Segment Start: RECORDS PROVIDED

PR #92, opened 2026-01-09
Add lexing for @-identifiers

math-fehr:
@-identifiers can either be followed by a string literal or a bare identifier.

### DIFF
--- a/Veir/Parser/Lexer.lean
+++ b/Veir/Parser/Lexer.lean
@@ -256,12 +256,12 @@ def lexAtIdentifier (state : LexerState) (tokStart : Nat) : Except String (Token
   else
     let c := state.input[state.pos]'(by grind [LexerState.isEof])
     if UInt8.isAlphaOrUnderscore c then
-      let (token, state') := lexBareIdentifier state tokStart
-      return (LexerState.formToken state' TokenKind.AtIdent tokStart, state')
+      let (token, state) := lexBareIdentifier state tokStart
+      return (LexerState.formToken state TokenKind.AtIdent tokStart, state)
     else if c == '"'.toUInt8 then
       let newState := { state with pos := state.pos + 1 }
-      let (token, state') ← lexStringLiteral newState tokStart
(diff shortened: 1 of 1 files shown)


Veir/Parser/Lexer.lean
```diff
@@ -244,6 +244,27 @@ termination_by state.input.size - state.pos
...
+  The first character `@` is expected to have already been parsed.
+-/
+def lexAtIdentifier (state : LexerState) (tokStart : Nat) : Except String (Token × LexerState) := do
+  if h: state.isEof then
+    .error "expected identifier or string literal after '@'"
+  else
+    let c := state.input[state.pos]'(by grind [LexerState.isEof])
+    if UInt8.isAlphaOrUnderscore c then
+      let (token, state') := lexBareIdentifier state tokStart
+      return (LexerState.formToken state' TokenKind.AtIdent tokStart, state')
```
ineol: `formToken` is a strange name? why not `mkToken` or `createToken`?

Veir/Parser/Lexer.lean
```diff
@@ -244,6 +244,27 @@ termination_by state.input.size - state.pos
...
+    else if c == '"'.toUInt8 then
+      let newState := { state with pos := state.pos + 1 }
+      let (token, state') ← lexStringLiteral newState tokStart
```
ineol: How about always using `state` as the variable name to make sure it's always used linearly?

Veir/Parser/Lexer.lean
math-fehr: That's the same name as MLIR, I can change it to either if you want, though I'd like to do that on a PR on top of these if possible.

Veir/Parser/Lexer.lean
math-fehr: Oh yes my bad

Veir/Parser/Lexer.lean
math-fehr: I put a PR on top of these ones where I change it to `mkToken`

Segment End: RECORDS PROVIDED

(TASK DIRECTIONS):
Each of the entries above is to be repeated exactly.

(PROBLEM SOLUTION):
PR #92, opened 2026-01-09
Add lexing for @-identifiers

math-fehr:
@-identifiers can either be followed by a string literal or a bare identifier.

### DIFF
--- a/Veir/Parser/Lexer.lean
+++ b/Veir/Parser/Lexer.lean
@@ -256,12 +256,12 @@ def lexAtIdentifier (state : LexerState) (tokStart : Nat) : Except String (Token
   else
     let c := state.input[state.pos]'(by grind [LexerState.isEof])
     if UInt8.isAlphaOrUnderscore c then
-      let (token, state') := lexBareIdentifier state tokStart
-      return (LexerState.formToken state' TokenKind.AtIdent tokStart, state')
+      let (token, state) := lexBareIdentifier state tokStart
+      return (LexerState.formToken state TokenKind.AtIdent tokStart, state)
     else if c == '"'.toUInt8 then
       let newState := { state with pos := state.pos + 1 }
-      let (token, state') ← lexStringLiteral newState tokStart
(diff shortened: 1 of 1 files shown)


Veir/Parser/Lexer.lean
```diff
@@ -244,6 +244,27 @@ termination_by state.input.size - state.pos
...
+  The first character `@` is expected to have already been parsed.
+-/
+def lexAtIdentifier (state : LexerState) (tokStart : Nat) : Except String (Token × LexerState) := do
+  if h: state.isEof then
+    .error "expected identifier or string literal after '@'"
+  else
+    let c := state.input[state.pos]'(by grind [LexerState.isEof])
+    if UInt8.isAlphaOrUnderscore c then
+      let (token, state') := lexBareIdentifier state tokStart
+      return (LexerState.formToken state' TokenKind.AtIdent tokStart, state')
```
ineol: `formToken` is a strange name? why not `mkToken` or `createToken`?

Veir/Parser/Lexer.lean
```diff
@@ -244,6 +244,27 @@ termination_by state.input.size - state.pos
...
+    else if c == '"'.toUInt8 then
+      let newState := { state with pos := state.pos + 1 }
+      let (token, state') ← lexStringLiteral newState tokStart
```
ineol: How about always using `state` as the variable name to make sure it's always used linearly?

Veir/Parser/Lexer.lean
math-fehr: That's the same name as MLIR, I can change it to either if you want, though I'd like to do that on a PR on top of these if possible.

Veir/Parser/Lexer.lean
math-fehr: Oh yes my bad

Veir/Parser/Lexer.lean
math-fehr: I put a PR on top of these ones where I change it to `mkToken`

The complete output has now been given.